Repeat the records below exactly, beginning at the first line and finishing with the line that contains "- Fix stack".
====
PR #2864, opened 2019-09-30
Misc Fixes

davidsiaw:
Hello Cappuccino maintainers

I enjoy using cappuccino and over the time I have been using it I discovered bugs. These fixes have been piling up and I think it is time I made them available to the main repo so people can enjoy the fixes.

Here is a summary of fixes in this PR:
- Break infinite recursion under chrome when removing tokens in a token field
- Fix stack overflow happening when CPOutline view receives a drop
- Fix some errors during compilation, and make a warning about 32KB image data-urls.

### DIFF
--- a/AppKit/CPOutlineView.j
+++ b/AppKit/CPOutlineView.j
@@ -757,7 +757,7 @@ var CPOutlineViewCoalesceSelectionNotificationStateOff  = 0,
 
     var children = itemInfo.children;
 
-    for (var i = [children count]; i >= 0; i--)
+    for (var i = [children count] - 1; i >= 0; i--)
     {
         var child = children[i];
         [self _addPendingItem:child];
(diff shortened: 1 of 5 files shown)


mrcarlberg:
Thanks David for these fixes.

It is simpler for us if you make separate pull requests for each fix. Sometimes we have issues with something and it will delay the other parts of the commit. It is also easier to discuss each fix in a separate thread.

Also, we want to have have a special style and format on commit messages. Please read more on this [here](https://github.com/cappuccino/cappuccino/blob/master/CONTRIBUTING.md)

Finally I have a question about when you are testing if a value is nil? Why do you use `!aValue`? It is not the same as `aValue == nil`.

davidsiaw:
Well that is embarrassing. Thanks for your comment. I will cut this up into smaller PRs when I can.

PR #2866, opened 2019-10-18
Fixed: CPSet enumerateObjectsUsingBlock: will honor the stop variable

mrcarlberg:
Test case also added.

Deprecated the very old behaviour that the block could return YES to abort the enumeration.


daboe01:
-#new
+Foundation

PR #2867, opened 2019-10-18
Fixed: In modal mode a focus event will make the modal window the key window

mrcarlberg:
The default was to make the first window in the most background layer the key window if nothing else was used.
This does not work well if there is a modal window that should have all the attention.

This solution will first choose the modal window if in modal mode. If not the old variant is used.


daboe01:
-#new
+AppKit

daboe01:
looks good to me

daboe01:
+#ready-to-commit

mrcarlberg:
Merged! Thanks!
====
» **Answer section**:
PR #2864, opened 2019-09-30
Misc Fixes

davidsiaw:
Hello Cappuccino maintainers

I enjoy using cappuccino and over the time I have been using it I discovered bugs. These fixes have been piling up and I think it is time I made them available to the main repo so people can enjoy the fixes.

Here is a summary of fixes in this PR:
- Break infinite recursion under chrome when removing tokens in a token field
- Fix stack overflow happening when CPOutline view receives a drop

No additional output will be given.